Lost items in the house


I find the fact that we have lost several items in the house, and despite serious effort, annoyingly weird.

Back in March during her college spring break, our daughter slept in my wife’s office for reasons described on May 26.

I took out the landline phone, including the base, from the office so that it would not disturb my daughter’s sleep. As I realized later, I didn’t really need to move the base; the receiver would do the trick. Still, I figure I’d keep them together in a pile at the top of the stairs. Later when I wanted to put the phone back, I found the receiver but not the base until late July; it was in my wife’s office, on the floor, under a table.

Incidentally, one of the reasons we still have a landline is so that I can find my phone in the house about twice a month, not counting when it falls between the sofa sections, which is always the first place to look.

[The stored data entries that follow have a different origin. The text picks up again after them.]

Issue #102, opened 2018-07-11
[launch] improve test coverage for non-core classes


wjwwood:
Currently there are minimal tests for some of the core classes like `LaunchDescription`, `LaunchService`, and `Action`, but there's not really any tests for things like:

- `launch.LaunchInstrospector`
- `launch.Substitution`
- anything in the namespaces:
  - `launch.actions`
  - `launch.event_handlers`
  - `launch.events`
  - `launch.substitutions`
  - `launch.utilities`

jacobperron:
Tests added:
- [ ] launch.LaunchInstrospector
- [ ] launch.Substitution
- [ ] launch.actions
- [ ] launch.event_handlers
- [ ] launch.events
- [ ] launch.substitutions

We have a coffee tin, filled with brown sugar because we don’t drink coffee. The lid has been MIA for months, and the canister is  and is now covered by a piece of aluminum foil.

Most mysterious, though, is a box of shoes that we can’t find. In anticipation of my annual hearts party in early March, I gathered all of the extra shoes  and put them in box  -or a bag? – and stored them… somewhere.

Stop looking

Not that it’s been a fruitless search. My high school yearbook, which my sister wanted to borrow before her October 2022 high school reunion, was on a shelf in my office that I hadn’t looked at before.

Also, I came across some things I wasn’t even looking for. A couple of rarely used credit cards that had fallen down below the computer reemerged.

The reason I’m writing this, though, is strategic. I’ve discovered that when I have stopped looking for things is the very time they inexplicably show up. My working theory is that if I write about it, I can let them go. Somehow, they’ll just show up. We’ll see if the plan works.

Good Deeds Gone Almost Wrong

Some guy comes on the porch, and I open the door to hand him the checkbook when I noticed a policeman standing off to my left.

My wife found an iPhone on the street last month, near our house. She rang our neighbor’s doorbell to see if any of the guys had lost it; they had not. Then she went home, but as she was on the porch, she showed it to the woman next door, and it was hers; it must have fallen out of her pocket when her father dropped her off.

We’re always trying to do the right thing with lost items, in no small part because that’s what we would want someone to do for us. Once, a few years ago, I found a set of keys at a bus stop, lying on the top of a newspaper kiosk. Not knowing what else to do, I took them to the nearest CVS drug store – the person had one of those ExtraCare discount cards. THEY could get his address and phone number.

Four or five years ago, I found a checkbook in on the sidewalk leaving the nearby Mobil station. I called the person – the phone number was on the checks – and asked the guy if he wanted me to mail the checks or did he wanted to pick them up. He said he would pick them up.

At the appointed hour, some guy comes on the porch, and I open the door to hand him the checkbook when I noticed a policeman standing off to my left. The cop wanted to talk with me. Almost instinctively, my wife grabs my daughter and comes to the doorway; she wants the officer to know that I’m a family guy. I explain to the officer the same thing that I told the loser the guy who lost the checkbook. Apparently, he was anticipating some sort of shakedown.

This really ticked me off. I COULD have mailed to him, as I told him. Subsequently, and I have found a wallet and a credit card since then, I drop off the item at the police station and let the cops sort it out.